Robby and Dory Lang are high school teachers in a small suburban town in New Jersey. They are favourites among the students, well thought of in the town and still madly in love with each other after 20 plus years. Until...a new drama teacher comes to teach at the school. The play she decides to stage seems to unleash a change and shift in attitudes, outlooks and routine, not just with Robby and Dory, but the entire town.

"It was the cold air of the spell, come to claim her. Other spells were far more dramatic, accompanied as they were by lightning or a sizzling clang of thunderclap. This spell was more subtle, but still when it first came over a woman it was shocking, perhaps even grotesque, and she didn't have any idea that she was under it. Dory Lang simply felt as if she was freezing, and then she was aware of a mild disgust, no, even a mild horror at being touched. Certainly not pleasure, no, even a mild horror at being touched. Certainly not pleasure; none of that for her anymore. Her body momentarily shook - a brief death rattle, a death-of-sex rattle, technically - and then it stopped."
The play? Lysistrata - an ancient Greek comedy in which the women withhold sex in order to persuade the men to end the war.
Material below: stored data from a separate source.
PR #2327, opened 2024-02-09
Cdpt 1125 information received page

lucas-shaw:
## Description
Creation of the information received page when updating the rejected reasons for an offender SAR.

## Self-review checklist

* [x] (3) Tests passing


app/controllers/cases/offender_sar_controller.rb
```diff
@@ -210,6 +212,27 @@ def confirm_sent_to_sscl
       redirect_to case_path(@case) and return
     end
 
+    def information_received
```
vertism, line 215: This method isn't explicitly needed if this is all it is doing. It should render without the method.

app/controllers/cases/offender_sar_controller.rb
```diff
@@ -210,6 +212,27 @@ def confirm_sent_to_sscl
...
+      render :information_received
+    end
+
+    def confirm_information_received
+      # NoMethodError is raised if calling :information_received
+      # as its default value is nil
+      information_received = params[:offender_sar].try(:[], :information_received)
```
vertism, line 222: My preference would be to have a guard clause here like
```
return unless params[:offender_sar].fetch(:information_received, nil)
```

app/views/cases/offender_sar/information_received.html.slim
```diff
@@ -0,0 +1,20 @@
...
+
+= render partial: 'layouts/header'
+
+= GovukElementsErrorsHelper.error_summary @case.object,
+  "#{pluralize(@case.errors.count, t('common.error'))} #{ t('common.summary_error')}", ""
+
+= form_for @case, url: confirm_information_received_case_sar_offender_path(@case), as: :offender_sar do |f|
+  = f.radio_button_fieldset :information_received, choices: [:yes, :no]
+
+  input name="current_step" type="hidden" value=@case.current_step
```
vertism, line 18: Is this needed?

app/views/cases/offender_sar/information_received.html.slim
```diff
@@ -0,0 +1,20 @@
+- content_for :page_title do
+  = t('page_title.information_received', case_number: @case.number)
+
+- content_for :heading, flush: true
+  = t('cases.offender_sar.information_received_heading')
+
+- content_for :sub_heading
+  = t('cases.edit.offender_sar.rejected_sub_heading')
```
vertism, line 8: This should use the `get_heading` method to be consistent.

config/locales/en.yml
```diff
@@ -1519,12 +1523,17 @@ en:
...
       edit_partial_case_flags_heading: Edit partial case information
       partial_case_flags_heading: SSCL COVID-19 partial case
+      information_received_heading: Can the Subject Access Request be accepted?
       is_partial_case_flag_heading: Confirmed SSCL COVID-19 partial case
       partial_case_letter_sent_dated_heading: Date letter sent from SSCL
       further_actions_required_heading: SSCL managing case
       flag_choice_yes: "Yes"
       flag_choice_no: "No"
       sent_to_sscl_heading: "Data sent to SSCL"
+      information_received:
```
lucas-shaw, line 1533: This works however not sure if its the best way to implement due to extra nesting

app/controllers/cases/offender_sar_controller.rb
lucas-shaw: Adding this at the top raises undefined method `fetch' for nil:NilClass

lucas-shaw: Removed the "yes" "no" conditional for now as its not required in this ticket.

vertism (approved):

PR #2337, opened 2024-02-27
CDPT: 1075 CT Rejections Back Link

MeenaModhvadia:
## Description
During the creation of a rejected offender sar if the back link is used then the progress of the flow changes to an accepted offender sar.

## Self-review checklist

* [x] (3) Tests passing

### Related JIRA tickets
https://dsdmoj.atlassian.net/browse/CDPT-1075


spec/features/cases/offender_sar/case_creating_spec.rb
```diff
@@ -249,7 +265,7 @@ def expect_to_have_correct_sending_address
     expect(cases_show_page).to have_content "Address\n22 High Street"
   end
 
-  def and_back_previous_step_to_change_to_non_third_party
```
vertism, line 252: This method is used elsewhere, so you'll need to make the name change there as well.

spec/features/cases/offender_sar/case_creating_spec.rb
```diff
@@ -24,6 +24,22 @@
     then_expect_open_cases_page_to_be_correct
   end
 
+  scenario "0 Rejected offender SAR created after using back link" do
```
vertism, line 27: You've got two "0" scenarios now. I'm not sure why they are numbered so you could update or remove the numbering.

app/controllers/cases/offender_sar_controller.rb
```diff
@@ -391,7 +391,9 @@ def has_optional_flags?
     end
 
     def back_link_url
-      if @case.get_previous_step
+      if @case.get_previous_step && @case.get_previous_step == "subject-details"
```
vertism, line 394: I think this logic should be done in `build_url_params_from_flags`, as that is responsible for adding query params

vertism (approved):
LGTM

Although Lysistrata is about denying, The Uncoupling is about loss of interest on the part of the women and the effect it has on the men in their lives and the rippling repercussions. Although Dory is the lead character, the other women in the town were just as interesting. I liked that Wolitzer explored women of all ages and life situations. Each age has a different outlook and situation to draw from. I very much enjoyed the exploration of the effects on all of the residents of the town, not just the women.

Where I got a little bogged down was the 'spell' part of the book. The ending was okay but a little too 'magical' for me - although the unnamed narrator of the book seems finally revealed. Albert Einstein once said, "Whoever undertakes to set himself up as a judge of truth and knowledge is shipwrecked by the laughter of the gods."

The Uncoupling is a fascinating exploration or marriage, desire, intimacy and relationships that will have you stopping to think. This would be a thought provoking choice for a book club.